WHAT NEEDS TO BE DONE
Copy each line of the data below in which the word "sealed" can be found.

*** Opening of DATA TO PROCESS ***

PR #774, opened 2023-01-23
8300201: When storing MemoryAddress.ofLong(0x0000000080000000L), MemorySegment.get is not equal to MemorySegment.set because of the expanded sign

minborg:
This PR proposes to normalize the upper 32-bit to zero on 32-bit systems.

---------
### Progress

### Issue
 * [JDK-8300201](https://bugs.openjdk.org/browse/JDK-8300201): When storing MemoryAddress.ofLong(0x0000000080000000L), MemorySegment.get is not equal to MemorySegment.set because of the expanded sign

### Reviewers

### Reviewing

Checkout this PR locally: \
`$ git fetch https://git.openjdk.org/panama-foreign pull/774/head:pull/774` \
`$ git checkout pull/774`

`$ git checkout pull/774` \
`$ git pull https://git.openjdk.org/panama-foreign pull/774/head`

</details>

Checkout this PR locally: \
`$ git pr checkout 774`

`$ git pr show -t 774`

</details>

<a href="https://git.openjdk.org/panama-foreign/pull/774.diff">https://git.openjdk.org/panama-foreign/pull/774.diff</a>

</details>

### DIFF
--- a/src/java.base/share/classes/java/lang/foreign/MemorySegment.java
+++ b/src/java.base/share/classes/java/lang/foreign/MemorySegment.java
@@ -1068,8 +1068,8 @@ public sealed interface MemorySegment permits AbstractMemorySegmentImpl {
      * restricted methods, and use safe and supported functionalities, where possible.
      * <p>
      * On 32-bit platforms, the given address value will be normalized such that the
-     * returned memory segment's method {@link MemorySegment#address() address} will always return
-     * zeros for the upper 32 bits of the address.
+     * upper 32 bits of the {@link MemorySegment#address() address} of returned memory segment
+     * are set to zero.
      *
      * @param address the address of the returned native segment.
      * @param byteSize the size (in bytes) of the returned native segment.
@@ -1102,8 +1102,8 @@ public sealed interface MemorySegment permits AbstractMemorySegmentImpl {
      * restricted methods, and use safe and supported functionalities, where possible.
      * <p>
      * On 32-bit platforms, the given address value will be normalized such that the
-     * returned memory segment's method {@link MemorySegment#address() address} will always return
-     * zeros for the upper 32 bits of the address.
+     * upper 32 bits of the {@link MemorySegment#address() address} of returned memory segment
+     * are set to zero.
      *
      * @param address the returned segment's address.
      * @param byteSize the desired size.
@@ -1145,8 +1145,8 @@ public sealed interface MemorySegment permits AbstractMemorySegmentImpl {
      * restricted methods, and use safe and supported functionalities, where possible.
      * <p>
      * On 32-bit platforms, the given address value will be normalized such that the
-     * returned memory segment's method {@link MemorySegment#address() address} will always return
-     * zeros for the upper 32 bits of the address.
+     * upper 32 bits of the {@link MemorySegment#address() address} of returned memory segment
+     * are set to zero.
      *
      * @param address the returned segment's address.
      * @param byteSize the desired size.
--- a/src/java.base/share/classes/java/lang/foreign/MemorySegment.java
+++ b/src/java.base/share/classes/java/lang/foreign/MemorySegment.java
@@ -1042,6 +1042,11 @@ public sealed interface MemorySegment permits AbstractMemorySegmentImpl {
      * {@snippet lang = java:
      * ofAddress(address, 0);
      *}
+     * <p>
+     * On 32-bit platforms, the given address value will be normalized such that the
+     * returned memory segment's method {@link MemorySegment#address() address} will always return
+     * zeros for the upper 32-bits of the address.
+     *
      * @param address the address of the returned native segment.
      * @return a zero-length native segment with the given address.
      */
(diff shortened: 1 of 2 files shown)


src/java.base/share/classes/java/lang/foreign/MemorySegment.java
```diff
@@ -1042,6 +1042,11 @@ static MemorySegment ofArray(double[] doubleArray) {
      * {@snippet lang = java:
      * ofAddress(address, 0);
      *}
+     * <p>
+     * On 32-bit platforms, the given address value will be normalized such that the
+     * returned memory segment's method {@link MemorySegment#address() address} will always return
+     * zeros for the upper 32 bits of the address.
```
mcimadamore, line 1048:
```suggestion
     * On 32-bit platforms, the given address value will be normalized such that the
     * upper 32 bits of the {@link MemorySegment#address() address} of returned memory segment
     * are set to zero.
```

src/java.base/share/classes/java/lang/foreign/MemorySegment.java
```diff
@@ -1044,8 +1044,8 @@ static MemorySegment ofArray(double[] doubleArray) {
      *}
      * <p>
      * On 32-bit platforms, the given address value will be normalized such that the
-     * returned memory segment's method {@link MemorySegment#address() address} will always return
-     * zeros for the upper 32 bits of the address.
+     * upper 32 bits of the {@link MemorySegment#address() address} of returned memory segment
```
mcimadamore, line 1047: Sorry, I mean to replicate this change in all the other pieces of javadoc where you talk of 32 bits.

minborg: Fixed now

GavinRay97:
Sorry to follow on here, but a question related to this -- you can use the upper 16 bits of a 64-bit pointer for pointer tagging, and also the lower 3-bits if it's on a word-aligned boundary.

This is really useful for building things like atomic tagged pointers, where you can store an ABA-like counter in the 16 bits and use the 3 bits for whatever userdata tag you want:

```
// A word-aligned, atomic tagged pointer.
// Uses both the upper 16 bits for storage, and the lower 3 bits for tagging.
//
//   64                48                32                16
// 0xXXXXXXXXXXXXXXXX  0000000000000000  0000000000000000  0000000000000XXX
//   ^                 ^                                                ^
//   |                 |                                                +-- Tag (3 bits)
//   |                 +-- Pointer (48 bits)
//   +-- Counter (16 bits)
```

Is this possible with `MemoryAddress` and bitmasks currently in Java 🤔

minborg:
> Sorry to follow on here, but a question related to this -- you can use the upper 16 bits of a 64-bit pointer for pointer tagging, and also the lower 3-bits if it's on a word-aligned boundary.
> 
> This is really useful for building things like atomic tagged pointers, where you can store an ABA-like counter in the 16 bits and use the 3 bits for whatever userdata tag you want:
> 
> ```
> // A word-aligned, atomic tagged pointer.
> // Uses both the upper 16 bits for storage, and the lower 3 bits for tagging.
> //
> //   64                48                32                16
> // 0xXXXXXXXXXXXXXXXX  0000000000000000  0000000000000000  0000000000000XXX
> //   ^                 ^                                                ^
> //   |                 |                                                +-- Tag (3 bits)
> //   |                 +-- Pointer (48 bits)
> //   +-- Counter (16 bits)
> ```
> 
> Is this possible with `MemoryAddress` and bitmasks currently in Java 🤔
> 
> (Or does an optimization like that even make sense on the JVM?)

On some systems, mapped memory segments appear as negative longs and thus, is at least using bit 63.

mcimadamore:
> Sorry to follow on here, but a question related to this -- you can use the upper 16 bits of a 64-bit pointer for pointer tagging, and also the lower 3-bits if it's on a word-aligned boundary.
> 
> This is really useful for building things like atomic tagged pointers, where you can store an ABA-like counter in the 16 bits and use the 3 bits for whatever userdata tag you want:
> 
> ```
> // A word-aligned, atomic tagged pointer.
> // Uses both the upper 16 bits for storage, and the lower 3 bits for tagging.
> //
> //   64                48                32                16
> // 0xXXXXXXXXXXXXXXXX  0000000000000000  0000000000000000  0000000000000XXX
> //   ^                 ^                                                ^
> //   |                 |                                                +-- Tag (3 bits)
> //   |                 +-- Pointer (48 bits)
> //   +-- Counter (16 bits)
> ```
> 
> Is this possible with `MemoryAddress` and bitmasks currently in Java thinking
> 
> (Or does an optimization like that even make sense on the JVM?)

On 64 bit platforms you can decide how to create your 64-bit addresses with `MemorySegment.ofAddress`. So, if you want to encode extra bit patterns on the high order bits, you can do so. But then you are also responsible for filtering these out, which require some extra case (because you have a memory segment whose base address is essentially invalid and cannot be used for access operation). Probably you will need/want to encapsulate the logic that deals with this segments. To prevent users from accessing these directly (which will likely lead to a crash).

That said, this has nothing to do with this PR, which is about when the user creates a new segment from a long address on a 32-bit system.

JornVernee (approved):

src/java.base/share/classes/java/lang/foreign/MemorySegment.java
```diff
@@ -1068,8 +1068,8 @@ static MemorySegment ofAddress(long address) {
      * restricted methods, and use safe and supported functionalities, where possible.
      * <p>
      * On 32-bit platforms, the given address value will be normalized such that the
-     * returned memory segment's method {@link MemorySegment#address() address} will always return
-     * zeros for the upper 32 bits of the address.
+     * upper 32 bits of the {@link MemorySegment#address() address} of returned memory segment
```
mcimadamore, line 1071: Ah - late to the party. Is "upper bits" correct here? E.g. doesn't it depend on endianness?

mcimadamore: I'm partly confusing myself, but we should still draw from javadoc in other areas:
https://docs.oracle.com/en/java/javase/16/docs/api/java.base/java/lang/Long.html#highestOneBit(long)
This seems to use highest-order/leftmost for "uppermost bit" :-)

*** Close of DATA TO PROCESS ***

FINISHED TASK
@@ -1068,8 +1068,8 @@ public sealed interface MemorySegment permits AbstractMemorySegmentImpl {
@@ -1102,8 +1102,8 @@ public sealed interface MemorySegment permits AbstractMemorySegmentImpl {
@@ -1145,8 +1145,8 @@ public sealed interface MemorySegment permits AbstractMemorySegmentImpl {
@@ -1042,6 +1042,11 @@ public sealed interface MemorySegment permits AbstractMemorySegmentImpl {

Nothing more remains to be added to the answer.